Software supply chain
Introduction
Software supply chain is everything involved in producing and delivering software. It includes source code, dependencies, build system, CI/CD pipeline, infrastructure etc.
Manufactures of products with digital elements (products with software) needs to exercise due diligence when it comes to components in its supply chain.
It is a concrete requirement that manufactures maintain a SBOM (Software Bill of Material).
Products with known exploitable vulnerabilities can not be put on the market. This requirement extends to the components used on the software. In this context components refer modules, libraries and frameworks etc. that are included as part of the software. It includes everything you get from package repositories such as NPM, PyPI, NuGet etc. This is important because most (if not all) software these days are build on the shoulder of giants. Meaning, instead of implementing from scratch, it is build by composing frameworks and libraries. The frameworks, libraries and plugins used inherently become part of the product. Manufactures therefore needs to exercise due diligence when it comes to selecting and maintaining those components. When using FOSS dependencies, manufactures share responsibility in fixing vulnerabilities in those dependencies.
Manufactures must also provide security updates free of charge for the lifetime of the product. Which is at least 5 years, or however long a product of a given category can reasonably be expected to last. These updates should (where applicable) be installed automatically. Over-the-air (OTA) update platforms such as Mender can be used to deliver such updates. Security updates should be delivered separate from feature updates/changes. And there should be a clear opt-out mechanism for automatic updates.
Supply threats
ENISA ranks "Supply Chain Compromise of Software Dependencies" as the nr 1 threat in their Foresight Cybersecurity Threats For 2030 report.
In 2025 and early 2026 we've seen some prominent examples of worms spreading through software dependencies, such as Shai Hulud, Shai Hulud 2.0 and Glassworm. Besides these worms, we've seen a number of prominent supply chain attacks in recent years. Here are just some of the stories.
- SolarWinds Compromise (SUNBURST) - 2020
- CodeCov Bash Uploader Compromise - 2021
- Kasya VSA ransomware (REvil) - 2021
- Log4Shell - 2021
- 3CX attack (SmoothOperator) - 2023
- XZ Utils backdoor - 2024
- npm debug and chalk compromise - 2025
- LiteLLM PyPI backdoor - 2026
- Axios infection - 2026
- SAP npm packages compromise - 2026
- TanStack compromise - 2026
Many of the recent examples listed above are linked to the same group of threat actors known as TeamPCP. They are exploited vulnerabilities in how the open source ecosystem commonly have been operating.
OPEN SOURCE MALWARE - Community Threat Database is a community effort to track malware spreading through open source packages.
Security controls
Security controls are measures or safeguards that can be used to lower the risk of certain threats.

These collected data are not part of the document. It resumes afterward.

PR #1444, opened 2018-03-09
metrics: provide release metrics ingestion and dashboard.

jberry-suse:
Per my plans and factory mailing list requests this will ingest metrics data about TW snapshots and review data.

image


jberry-suse:
[Live view](https://metrics.opensuse.org/d/osrt_release/osrt-release?orgId=1) post #1451 deployment along with Grafana 5.x upgrade.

We here present a list of security controls for software supply chain. These have been divided into two categories. Some of which are explored in further detail following the link.
Development
- Security training
- Provide adequate security training to developers.
- Foster a security focused company culture.
- Threat Modeling
- Version Control System (VCS)
- Use version control for code, configuration and infrastructure.
- Git has become the de facto.
- Use branch protection.
- Require code review before merging pull-requests.
- Secure development environment
- Dedicated build system
- Use a dedicated build system, separate from developer machines.
- Sign builds, for example with cosign.
- Enforce only source code and signing keys as input to build system.
- Use ephemeral build environment where possible.
- Dependencies scanning (SCA)
- Regularly scan dependencies for vulnerabilities.
- Security testing (SAST, DAST, PenTest)
Operation
- Enforce network segmentation
- Service isolation with VMs or containers
- Web Application Firewall
- Secret management - HashiCorp Vault, AWS Secrets Manager etc.
- SIEM, XDR and SOAR
- Infrastructure as Code (IaC) - Terraform, CloudFormation etc
Maturing supply chain security
SLSA
To further mature the security guarantees of your software supply chain, we like to point you towards SLSA project. It is a specification that can be followed for a milestone based of security best practices in software supply chain. It is made up of a source and a build track. Each track is divided into several levels. Where higher levels provides increased guarantees.
SAMM
OWASP SAMM (Software Assurance Maturity Model) is a framework that can be used to create a roadmap for improving the security posture of software development process in an organization.